Very excited to participate on Haley Jeppson’s panel for “Use of Color in Statistical Charts” at #jsm2023! (Sunday 2-4 PM, CC-810)
I’ll use this (in progress) collection of @observablehq notebooks for computing on color:
https://observablehq.com/collection/@ijlyttle/color
Thanks to @zeileis, whose colorspace package in R inspired much of this work:
@ijlyttle @observablehq Very nice, impressive collection of useful tools! The interactive widgets are particularly fun to play around with.
@ijlyttle @observablehq Re: Unresolved thoughts on color vision deficiency.
In addition to the model-based implementation in #rstats {colorspace}, there is the classic {dichromat} based on experimental work by Brettel, Mollon, and Viénot in the late 1990s.
You can use these to check the differences.

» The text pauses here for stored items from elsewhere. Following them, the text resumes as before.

PR #317, opened 2021-01-15
Convert from TravisCI to GitHub Actions

ryscher:
For https://github.com/CDL-Dryad/dryad-product-roadmap/issues/999

Remove configurations for Travis and replace them with somewhat equivalent configurations for GitHub Actions. 

I have broken the test suite into four parallel pieces. This allows us to get results faster, at the cost of some duplicated overhead per test run. The duplicated overhead is often 45 seconds per piece, when the gems are retrieved from the cache, but it can be as much as 6 minutes if the cache misses. We will need to keep an eye on this and see whether the duplicated work is pushing us too close to our credit limit. At current time, I don't believe it will be a problem. 

Currently, each piece of the test suite runs as a separate "workflow". It may be possible to combine the pieces into a single workflow, so little work is duplicated, but my initial attempts at this were unsuccessful.

I left the test database as `dashv2_test`, with username `travis`, since this is already working on our servers. If we decide to change it, we will need sysadmin assistance. Note that the Ubuntu image that is installed comes with a database that has a default `root` user, so our scripts create the `travis` user before the RSpec tests are run.

No effort should be needed to install/use this new setup; it works automatically with GitHub. It is currently set to run the testing with each push and each pull request. (We may want to remove the `push` setting in the future.)

Many thanks to @briri -- his configuration files for using GitHub Actions with DMP Tool were an excellent starting point, and made this work much easier.


sfisher (approved):
Thanks, Ryan.  This is looking good to me.

PR #318, opened 2021-01-15
In API, do not "auto match" affiliations to the closest ROR entry

ryscher:
For https://github.com/CDL-Dryad/dryad-product-roadmap/issues/1046

Disables automatic matching for affiliation names submitted via the API, and adds some documentation about how affiliations are implemented (to make these issues easier to solve in the future).


sfisher (approved):
Thanks, Ryan.

Also thanks for adding docs.

PR #320, opened 2021-01-15
Improve wording of withdrawn message

ryscher:
Improve wording of this message to reduce curator confusion.


ryscher:
Removed a test that had been broken by #318 -- that test is no longer needed, because it was testing the "auto-matching", an removing that feature was the entire point of #318.

sfisher (approved):
Thanks, Ryan.

PR #321, opened 2021-01-15
Adding Kyoto University as partner

sfisher:
This is all working, though I'm getting an API error about RORs.  I think this will correct itself once I merge in some bugfixes from main.

They are ususual since they have one testing login server  and one real one.  (why there are two different URLs in there).


ryscher:
Looks good.

PR #322, opened 2021-01-18
Add Tenants -- Macquarie and U Minnesota

ryscher:
https://github.com/CDL-Dryad/dryad-product-roadmap/issues/983
https://github.com/CDL-Dryad/dryad-product-roadmap/issues/1029


sfisher (approved):
Thanks, Ryan.  I looked over the configuration and it seems good to me.

On a random note, I wonder if we should convert the our_community page to a non-markdown page and just make it an html.erb file.  I think we did that a long time ago for people uncomfortable with HTML for editing, but I see that Tracy mostly edits in HTML, anyway.  If we made it dynamic, we could just output the list of partners from our configuration rather than manually editing it and trying to keep it up that way.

@ijlyttle @observablehq Comparison of deutan emulations:
library("colorspace")
library("dichromat")
vi <- hcl.colors(9)
rb <- rainbow(9)
swatchplot(list(
"viridis" = rbind(
original = vi,
colorspace = deutan(vi),
dichromat = dichromat(vi, "deutan")),
"rainbow" = rbind(
original = rb,
colorspace = deutan(rb),
dichromat = dichromat(rb, "deutan"))),
nrow = 4)
@zeileis @observablehq Thanks once more! I'm relieved to notice only small differences in the results; looking forward to checking out "dichromat"!
@zeileis @observablehq Thanks Achim! It was driven by curiosity on things like "how do color spaces differ?", and "how do colors collapse under CVD?".
@ijlyttle @observablehq Yes, I can very much relate to that! This kind of curiosity inspired a lot of the functionality in colorspace.
I'm very happy to see that this was useful to you and that you took everything a couple of steps further.